> _EXERCISE DETAILS_
Nothing but a number is needed: the count of lines below that include "still".

---------- DATA FOR THE TASK

PR #1970, opened 2022-06-18
Improve accessibility of home page

cthoyt:
This PR updates the aria-label attribute on buttons to better describe what the buttons do. This benefits disabled users who might be accessing the page by a screen reader.

Thanks @xkons for making me more aware of this stuff!

### DIFF
--- a/_includes/ontology_table.html
+++ b/_includes/ontology_table.html
@@ -52,14 +52,14 @@ Download table as: [ <a href="/registry/ontologies.yml">YAML</a> | <a href="/reg
       </td>
       <td>
         <a href="ontology/{{ont.id}}.html">
-          <button type="button" class="btn btn-default" aria-label="Left Align" title="More details">
+          <button type="button" class="btn btn-default" aria-label="More details for {{ ont.title }}" title="More details">
             <span class="glyphicon glyphicon-info-sign" aria-hidden="true"></span>
           </button>
         </a>
       </td>
       <td>
         <a href="{{ont.homepage}}">
-          <button type="button" class="btn btn-default" aria-label="Left Align" title="Project home">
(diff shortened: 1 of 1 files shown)


konstantintieber:
That's the spirit! Looking at the HTML, I think there's even more to be gained by removing the buttons inside the anchors altogether and putting the `aria-label` on the anchors.

This is of course a little more work, as I guess the buttons are there in the first place to get their styling. So in order to keep the current look of those links, there probably needs to be another CSS class applied to the anchor, which replicates the button style.

Buttons and anchors should generally be used "either or". I learned this one from @scottaohara: Anchors go places, buttons do things.

This stackoverflow answer includes an excerpt of the HTML spec why doing this is also not valid HTML: https://stackoverflow.com/a/6393863

_includes/ontology_table.html
```diff
@@ -77,7 +77,7 @@
       <td>
         {% if ont.contact %}
         <a href="mailto:{{ont.contact.email}}">
-          <button type="button" class="btn btn-default" aria-label="Left Align" title="Email ontology devs">
+          <button type="button" class="btn btn-default" aria-label="Send an email to {{ont.contact.label}}, the contact person for {{ ont.title }}" title="Email ontology devs">
```
matentzn, line 80: What happens if there is no contact? Pages are still rendered for obsolete ontologies?

cthoyt: There’s an if statement above that checks this

matentzn: oops. thx

matentzn (approved):
Excellent, thank you @cthoyt. Soon you will have more commits on this repo then me :D

PR #1971, opened 2022-06-20
Improve accessibility of homepage by switching buttons to links

cthoyt:
As a follow-up to #1970, this PR switches the buttons on the homepage to just be links. Luckily, bootstrap has the `btn` class that lets links look just like buttons, so there's no visual change from this PR.


cthoyt:
Screen Shot 2022-06-20 at 16 52 13

matentzn (approved):

Issue #1968, opened 2022-06-17
Provide guidelines and quality control on consistent short ontology descriptions


cmungall:
Examining the description field https://obofoundry.org/ we see a variety of different lengths, styles

- An ontology for
- A controlled vocabulary for
- A structured controlled vocabulary for
- Standard terms for
- A community ontology for
- An integrated ontology for
- An ontological representation of
- An ontology for the standardization of terminology for ..
- FOO is an ontology for
- FOO (The Foo Obvious Ontology) is an ontology for
- FOO describes
- <verb phrase immediately describing what the ontology does>
- 

This variance is potentially misleading, some users may be confused about the difference between "vocabulary" and "ontology" and think there is a meaningful difference when in fact the description is just reifying the start date of the ontology.

We should have a style guide for these, use consistent terminology, exclude adjectives that do not meaningfully separate ontologies ("integrated", "community", "structured", "formal", "standardized", "controlled" - these are all fuzzy, subjective, and ultimately meaning-free terms that all OBO ontologies should aspire to), keep meaningful adjectives ("upper", "application", taxonomic scope, etc).

We *may* want to keep the controlled vocabulary vs ontology distinction for the psi ontologies, since there is a meaningful difference in how these ontologies are expected to behave, but I think many of the ontologies that are currently described as vocabularies (primarily model organism ontologies) are as much ontologies as anything else

The ontology acronym or name should not be repeated in the description

After this, the descriptions vary wildly in conciseness, with some including random information about related projects, mini-essays, definitions of acronyms, parenthetical information, lists of other ontologies that are vaguely related or the ontology developer is friends with, ...

Sometimes species names are italicized, sometimes not.

We should have a style guide for the descriptions, this will help orient users who currently are presented with an overwhelming table and confusing descriptions. We should of course use reasonable judgment here - some ontologies such as OBI are a bit harder to concisely summarize than say an anatomy ontology, so some additional verbiage is useful and required.

I suggest the following template that allows for concise description of both content/scope and intended use:

- An [single optional meaningful adjective] ontology representing ... [, used for/in ....]

We can have templates for particular kinds of ontologies, for example:

Application ontologies:

- `An application ontology for [short description of purpose] covering [brief summary of contents]`

Anatomy ontologies:

- `An ontology representing the (gross anatomy | gross anatomy and cell types | gross and cellular anatomy) [and life stages] of <Formal taxon name> [ (common name) ]`

Avoid "development" to mean life stages

[...]

PR #1966, opened 2022-06-17
De-duplicate ontology descriptions

cthoyt:
Closes #1965 by removing the long-form text in 16 ontologies that matches the short form text and institutes a data integrity test to stop this from happening again. The following ontologies are affected:

1. AISM @JCGiron
2. APO @srengel
3. CHEMINF @egonw
4. CTO @akodamullil
5. FBbi @wawong
6. HAO @mjy
7. MAMO @gambardella
8. MPATH @PaulNSchofield
9. OARCS @mjy
10. OHMI @yongqunh
11. OPMI @yongqunh
12. RS @shurjenw
13. SPD @martinjramirez
14. WBbt @raymond91125
15. WBls @chris-grove
16. WBPhenotype @chris-grove

To all of the ontology responsible people, please respond ASAP if there's any reason this change is problematic. Again, note that in each of these 16 ontologies, the text was _exactly_ the same in the `description` field in the structured info and in the long form markdown area. I'd invite all of you to write longer descriptions for your ontologies in separate PRs as well, as many of them were quite short.

Issue #1965, opened 2022-06-17
Some ontologies have duplicate short and long descriptions


cthoyt:
The frontmatter can include a `description` field. 16 ontologies in OBO Foundry contain exactly the same text in the `description` field as the long-form markdown that follows the frontmatter. Potentially more contain text that's trivially different. We should do two things:

1. Remove the long-form text that duplicates the short-form text
2. Provide a test to make sure this doesn't happen again

matentzn:
These two fields have different purposes on the website, but I agree, there is no point to render the same thing twice, see here:

https://obofoundry.org/ontology/aism.html

Good effort!

Just one thing about SOP moving forward - this does not count exactly as a mass change, but I think it would be a good idea to get some feedback on issues before tagging more than 5 people to review it. In the first instance, the Technical Working Group should agree with a change to the metadata, then we can put it forward to the community. I know it "slows you down", but I think its a better process - because asking people to interact cost "social capital", which we don't have much off.. :)

nlharris:
See proposal from @cmungall in #1968

lschriml:
If the two descriptions are exactly the same, then I agree we can remove the long term text.
If the two differ, even trivially, then they should remain. 
It should be up to the ontology developers to decide how their ontologies are described.
Lynn

PR #1972, opened 2022-06-20
Truncate long short descriptions

cthoyt:
Related to #1966, #1965, and #1968, this PR adds some code to truncate the ontology short descriptions to 140 characters. Just like tweets, this is a pretty reasonable length and makes the homepage much easier to read. E.g., from the top ontologies, only PO's description is truncated (and the details link is already there to expand to the full ontology page):

Screen Shot 2022-06-20 at 15 26 57


matentzn:
This table is going to disappear soon! In the meantime, I am fine with anything. Have you tried this?

matentzn (approved):

PR #1980, opened 2022-06-23
Ensure shacl prefix map does not exclude obsolete ontologies from the prefix map

### LINKED ISSUE #1976: OBO prefix map should include prefixes of obsolete ontologies
I think OBO prefix map should contain prefixes of obsolete ontologies. Sometimes, like [here](https://github.com/OBOFoundry/OBOFoundry.github.io/pull/1974/files) one ontology is merged into another, with identifiers and all - it would still be useful to be able to loop these up.

@jamesaoverton objects to that?

matentzn:
fixes #1976

@jamesaoverton in the end this was only the shacl map, the obo_context was correct.

### DIFF
--- a/util/make-shacl-prefixes.py
+++ b/util/make-shacl-prefixes.py
@@ -43,8 +43,9 @@ def main(args):
     print(" sh:declare")
     sep = ""
     for ont in data["ontologies"]:
-        if ont.get("is_obsolete", False):
-            continue
+        #if ont.get("is_obsolete", False):
+        #    continue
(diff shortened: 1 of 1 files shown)


jamesaoverton (approved):

jamesaoverton:
This looks fine. I'm more concerned about how `registry/obo_context.jsonld` is generated, since I think that file is more widely used.

matentzn:
Yes me too. The OBO context already does the right thing! So there was no need to worry here. Thanks! 

https://github.com/OBOFoundry/OBOFoundry.github.io/blob/master/registry/obo_context.jsonld#L160

PR #1985, opened 2022-07-05
Standardize YAML in ontology metadata frontmatter

cthoyt:
This PR does the following:

- [x] Introduces a Python script `util/standardize_metadata.py` that sorts and properly indents all of the metadata in all ontology metadata files' frontmatter. This script has no dependencies and can be run with `python util/standardize_metadata.py`. It's also included in the `lint` environment in `tox`
- [x] Adds a unit test to ensure that this metadata is sorted
- [x] Runs the standardization script and creates a big diff (can be run readily after the concept of this PR is reviewed and accepted)

This PR **does not** change any of the metadata itself. It is just reformatting it in a standard, sorted way.

In 6242c7f, I committed the automatic update to `aao.md` so you can see a bit more concretely what this "standardization" does. Here, you can see it sorts the keys alphabetically, canonicalizes quoting, and standardizes spacing in lists.

## Why do this?

It makes it much easier to programatically edit these files without creating massive diffs (after the massive diff in this PR, at least). There are several ways we might want to automatically maintain these metadata, such as the list of dependencies for each ontology.


util/standardize_metadata.py
```diff
@@ -0,0 +1,53 @@
+# -*- coding: utf-8 -*-
+
+"""This script sorts the ordering of the metadata in each ontology markdown file.
+
+Run with: ``python standardize_metadata.py``.
```
matentzn, line 5: Can we add an action that runs this script on any PR if a yaml file is changed, and automatically pushes the new order?

ontology/aao.md
```diff
@@ -1,17 +1,17 @@
 ---
-layout: ontology_detail
-id: aao
-title: Amphibian gross anatomy
```
matentzn, line 4: layout, id and title should be first (in that order), activity_status last.. The rest can be done alphabetically like you propose.

util/standardize_metadata.py
cthoyt: That's possible for branches off the origin. Not sure if you can arbitrarily have a bot pushing to forks. However, it's possible for maintainers to do it so I give it 75% likely to be okay

ontology/aao.md
cthoyt: The sorting is done by the YAML Dumper class, I'm not sure if the sort can be customized. I'll look into it, but no promises. Even if this isn't possible, I still think the consistent ordering is more valuable than the priorization

matentzn: I use a lot of "head" when working with these files locally, and also it helps me to quickly navigate the YAML file. I wouldn't say it for a cosmetic preference. The activity status isn't important, so you could split the YAML and dump twice.

cthoyt: ^ excellent thinking

cthoyt: Done in c748947

util/standardize_metadata.py
cthoyt: Not sure how the best way to go about testing this is, though. For now, you can run `tox -e lint` to run the linter for the yaml locally.

matentzn (approved):
We agreed to merge this for now on the condition that we find a way to update PRs with the reformatted YAML files according to the new sorting pipeline.

matentzn:
I will merge this PR on Saturday 9th July unless there is a veto.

--------------------

> _RESULT_
3